His true voice appeared as the music began to flow steadily. In the beginning, he was erroneously dubbed a folk singer. However, after his record company grudgingly accepted that Springsteen was not the 'new Dylan' but a rock musician leading a bar band, his friends from Jersey came in to record with him. Thereafter, with Darkness on the Edge of Town (1978), their songwriting ventured into adult territory; Doug was the key figure in many of the songs.

The good times were not going to last, though. In the mid 1980s, his first marriage and his relationship with the E Streeters both disintegrated. His best friend, Steve Van Zandt, and Springsteen went their separate ways because Van Zandt wanted a more equal partnership. After the monster success of "Born in the U.S.A.", he tells his band members that they have reached the end of the road. Springsteen makes no bones about the fact that he wanted a family, but he also accepts that he is not emotionally equipped for the responsibility. Patti Scialfa, his second wife and longtime band member, is credited with bringing some balance into his life as they raise children together. The truth is that the emotional isolation that had aided the young Springsteen in getting through his childhood prevented him from being a good husband and father. This is familiar territory: most of us have known, or loved, adults who focus only on their work, or use it as an excuse to avert emotional responsibility. In his honesty in these passages, Springsteen does not spare himself. This is the honesty we hear in the voice of the narrator in songs such as "One Step Up", "If I Should Fall Behind" and "Brilliant Disguise".

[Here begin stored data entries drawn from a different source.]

PR #4992, opened 2021-05-12
Allow env dot alias in `substitute2` and `[.data.table`

tonyfischetti:
This PR allows for the use of `.()` as an alias to `list()` in the `env` arguments to `substitute2` and `[.data.table`, as a convenience feature. Just like in the `i`, `j`, and `by` arguments.

If this is of interest, I can submit another pull request I pretty much already completed that allows the `.()` alias in `env` to handle non-named list elements in a manner similar to `as.data.table`.
It would allow code like this:
```{r}
DT = as.data.table(iris)
tmp = "Species"
DT[, .N, tmp, env=.(tmp)]
```
Let me know if that PR is also of interest. I can also, of course, submit it as an issue, but since it all depends on the viability of this PR, I though I'd mention it here first.

### DIFF
--- a/NEWS.md
+++ b/NEWS.md
@@ -18,7 +18,7 @@
     DT = data.table(A=1:3, B=letters[1:3])
     DT[A>3,   .(ITEM='A>3', A, B)]  # (1)
     DT[A>3][, .(ITEM='A>3', A, B)]  # (2)
-    # the above are now equivalent as expected and return:  
+    # the above are now equivalent as expected and return:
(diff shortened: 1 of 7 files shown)


jangorecki:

Born To Run, however, is not about blaming anyone or exacting revenge for the sufferings of the past. It is, instead, a genuine attempt by Springsteen to give himself a chance to understand his father, and also himself. As soon as he realizes that he does not want to focus on the bitterness, he feels a load lift off his chest. The best passages are the ones where he writes about the man who affected him so deeply that he formed a band, left New Jersey, and performed ceaselessly for nights in a row, to the point of exhaustion. Springsteen describes a dream he had when Doug died. He spots his father in the sea of faces in the audience at one of his shows; he gets off the stage and crouches down next to his father, "and for a moment, we both watch the man on fire onstage".

There is no escaping the fact that Springsteen over-writes the book in many places. Too many words and exclamation marks pile upon one another, and entire sentences are in capital letters. (It is evident that there was no ghostwriter.) Eventually, though, this ceases to matter. If anything, it becomes like the run-up to the performance of one of his explosive songs. He tells stories about himself with disarming self-deprecation, and some scenes pack a real emotional punch, such as the passage concerning his terse reconciliation with his father, and the description of the way he dealt with the death of Clarence Clemons, the saxophone player who was also his friend. With Born to Run, Springsteen has confronted and called a truce with his past, and he acknowledges that, in spite of his best efforts to leave the ties of family and Freehold behind, he never escaped them, for they made him what he is - "one of the best" at what he does.